Kawasaki disease, also known as mucocutaneous lymph node syndrome , is a rare disease of infants and children younger than 1 year. A vasculitis affects primarily small and medium-sized arteries. The most notable presenting vascular abnormality is coronary artery aneurysm, which may thrombose or rupture. Aneurysms of other arteries occur as well. This disease has been rarely reported in patients older than 9 years of age.

Systemic lupus erythematosus (SLE) and other collagen vascular diseases are usually characterized by musculoskeletal symptoms and serologic markers. Diagnosis is rarely made on the basis of angiographic findings alone.

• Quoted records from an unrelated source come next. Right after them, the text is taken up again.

PR #467, opened 2018-11-29
Changes to add extra qp and claims

kreedula:


msal/src/main/java/com/microsoft/identity/client/internal/controllers/BrokerMSALController.java
```diff
@@ -188,6 +190,9 @@ private static BrokerRequest getBrokerRequestForInteractive(MSALAcquireTokenOper
         request.setName(parameters.getLoginHint());
         request.setRedirect(parameters.getRedirectUri());
         request.setScope(StringUtil.join(' ', parameters.getScopes()));
+        String extraQP = BrokerRequest.getJsonStringForExtraQueryParams(parameters.getExtraQueryStringParameters());
```
iambmelt: See comment [here](https://github.com/AzureAD/microsoft-authentication-library-common-for-android/pull/313#discussion_r237582637) regarding `BrokerRequest` -- might be better to let the `QueryParamsAdapter` handle this

msal/src/main/java/com/microsoft/identity/client/internal/controllers/BrokerMSALController.java
```diff
@@ -161,18 +165,16 @@ private static BrokerRequest getBrokerRequestForSilent(MSALAcquireTokenSilentOpe
...
-        //request.setExtraQueryStringParameter();
         request.setForceRefresh(parameters.getForceRefresh());
         request.setLoginHint(parameters.getAccount().getUsername());
         request.setName(parameters.getAccount().getUsername());
         request.setUserId(parameters.getAccount().getHomeAccountId());
-        //request.setPrompt(parameters.get);
         //TODO: This should be the broker redirect URI and not the non-broker redirect URI
         request.setRedirect(parameters.getRedirectUri());
         request.setScope(StringUtil.join(' ', parameters.getScopes()));
+        request.setClaims(ClaimsRequest.getJsonStringFromClaimsRequest(parameters.getClaimsRequest()));
```
iambmelt: `ClaimsRequests` could delegate de/serialization to `ClaimsRequestSerializer` and `ClaimsRequestDeserializer`.

I can also buy that this should stay as-is since this is by nature _slightly_ different than the `QueryParamsAdapter` since, unlike the `List` we use to hold params, we have an actual `class` which can handle its own serialization.

kreedula: `ClaimsRequestSerializer` and `ClaimsRequestDeserializer` are package protected and cannot be accessed in ad-accounts. So leaving it as it to get it from `ClaimsRequests`

kreedula:
Thanks @iambmelt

More commonly, patients with a known connective tissue disorder develop symptoms that suggest vascular involvement, such as digital ischemia and ulcerations. In these cases, angiography is performed to exclude another, correctable problem such as digital arterial emboli. The typical angiographic findings of lupus vasculitis in the hand are focal occlusions and irregular stenoses of the palmar and digital arteries ( Fig. 1-20 ). Similar lesions may be seen in scleroderma.

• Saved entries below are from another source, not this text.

PR #475, opened 2018-12-11
Refactor to make acquire token calls from common directly

kreedula:


msal/src/main/java/com/microsoft/identity/client/IAuthenticationResult.java
```diff
@@ -25,14 +25,26 @@
...
+public interface IAuthenticationResult extends IBaseAuthenticationResult {
+
+
+    /**
+     * Gets the Account.
+     *
+     * @return The Account to get.
+     */
+    @NonNull
+    IAccount getAccount();
```
iambmelt: If this interface inheritance structure stays, we can remove these `@Override` annotations and the re-declaration.

I'm still pondering this interface design....

iambmelt: At a minimum, we should remove the javadoc so that it doesn't need to be updated in two places. It will be automatically surfaced by any decent editor from the interface superclass anyway

iambmelt: Feedback I left in https://github.com/AzureAD/microsoft-authentication-library-common-for-android/pull/320/

We should separate these interfaces before deployment. Backlog item.

msal/src/main/java/com/microsoft/identity/client/UiBehavior.java
```diff
@@ -59,4 +61,17 @@ public String toString() {
                 throw new IllegalArgumentException();
         }
     }
+
+    public static OpenIdConnectPromptParameter mapUIBehaviorToOpenIdConnect(UiBehavior uiBehavior){
```
iambmelt: This utility method doesn't feel at-home to me here. This behavior feels very adapter-like (but this _also_ doesn't seem worth making a whole new object for...)

How about an instance method on this enum called `toOpenIdConnectPromptParameter()`?

iambmelt: So you could go....

`UiBehavior.SELECT_ACCOUNT.toOpenIdConnectPromptParameter()`

msal/src/main/java/com/microsoft/identity/client/claims/ClaimsRequest.java
```diff
@@ -1,156 +0,0 @@
...
-import com.google.gson.GsonBuilder;
-
-import java.util.ArrayList;
-import java.util.List;
-
-/**
- * Represents the claims request parameter as an object
- * @see <a href="https://openid.net/specs/openid-connect-core-1_0-final.html#ClaimsParameter">https://openid.net/specs/openid-connect-core-1_0-final.html#ClaimsParameter</a>
- */
-public class ClaimsRequest {
```
iambmelt: This is deleting public API -- this class is exposed through `PublicClientApplication`.

❌

msal/src/main/java/com/microsoft/identity/client/claims/RequestedClaim.java
```diff
@@ -1,67 +0,0 @@
...
-//  LIABILITY, WHETHER IN AN ACTION OF CONTRACT, TORT OR OTHERWISE, ARISING FROM,
-//  OUT OF OR IN CONNECTION WITH THE SOFTWARE OR THE USE OR OTHER DEALINGS IN
-//  THE SOFTWARE.
-package com.microsoft.identity.client.claims;
-
-/**
- * Represents an individual requested claims that's part of a complete claims request parameter
- * @see <a href="https://openid.net/specs/openid-connect-core-1_0-final.html#ClaimsParameter">https://openid.net/specs/openid-connect-core-1_0-final.html#ClaimsParameter</a>
- */
-public class RequestedClaim {
```
iambmelt: Also a public class, exposed through `ClaimsRequest`

❌

msal/src/main/java/com/microsoft/identity/client/claims/RequestedClaimAdditionalInformation.java
```diff
@@ -1,70 +0,0 @@
...
-import com.google.gson.annotations.SerializedName;
-
-import java.util.ArrayList;
-import java.util.List;
-
-/**
- * Represents the additional information that can be sent to an authorization server for a request claim in the claim request parameter
- * @see <a href="https://openid.net/specs/openid-connect-core-1_0-final.html#ClaimsParameter">https://openid.net/specs/openid-connect-core-1_0-final.html#ClaimsParameter</a>
- */
-public class RequestedClaimAdditionalInformation {
```
iambmelt: Also a public class, exposed through `ClaimsRequest`

❌

msal/src/main/java/com/microsoft/identity/client/claims/WWWAuthenticateHeader.java
```diff
@@ -1,100 +0,0 @@
...
-//  LIABILITY, WHETHER IN AN ACTION OF CONTRACT, TORT OR OTHERWISE, ARISING FROM,
-//  OUT OF OR IN CONNECTION WITH THE SOFTWARE OR THE USE OR OTHER DEALINGS IN
-//  THE SOFTWARE.
-package com.microsoft.identity.client.claims;
-
-/**
- * Helper class for pulling any available claims directive out of the WWW-Authenticate header returned
- * by resource servers
- */
-public class WWWAuthenticateHeader {
```
iambmelt: This class is a public utility to support `ClaimsRequest` -- more public API

❌

msal/src/main/java/com/microsoft/identity/client/IAuthenticationResult.java
kreedula: Addressed the issue in common here https://github.com/AzureAD/microsoft-authentication-library-common-for-android/pull/320 and via this commit here : https://github.com/AzureAD/microsoft-authentication-library-for-android/pull/475/commits/2cb693a9eff22eeaefd9f8a2b119e0e691ef3960

msal/src/main/java/com/microsoft/identity/client/UiBehavior.java
kreedula: I like the idea. Thanks for the suggestion Brian, adopted here

msal/src/main/java/com/microsoft/identity/client/claims/ClaimsRequest.java
kreedula: Thanks a lot for catching this, an oversight on my part to miss this. Fixed it

kreedula:
Thanks @iambmelt for the review and feedback, made changes as appropriate. Also addressed the issue : AzureAD/microsoft-authentication-library-for-android#478

iambmelt:
LGTM, thanks @kreedula!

Figure 1-20, Systemic lupus erythematosus in a teenaged female with bilateral digital ulcers. Detail of a magnified, subtracted angiogram of the hand shows areas of digital artery narrowing with multiple occlusions (arrow). There are no intraluminal filling defects or other evidence of emboli.

Patients with rheumatoid arthritis, ankylosing spondylitis, reactive arthropathy, and psoriatic arthritis can develop ascending aortic dilatation with aortic valve insufficiency. These patients are also prone to aortic dissection.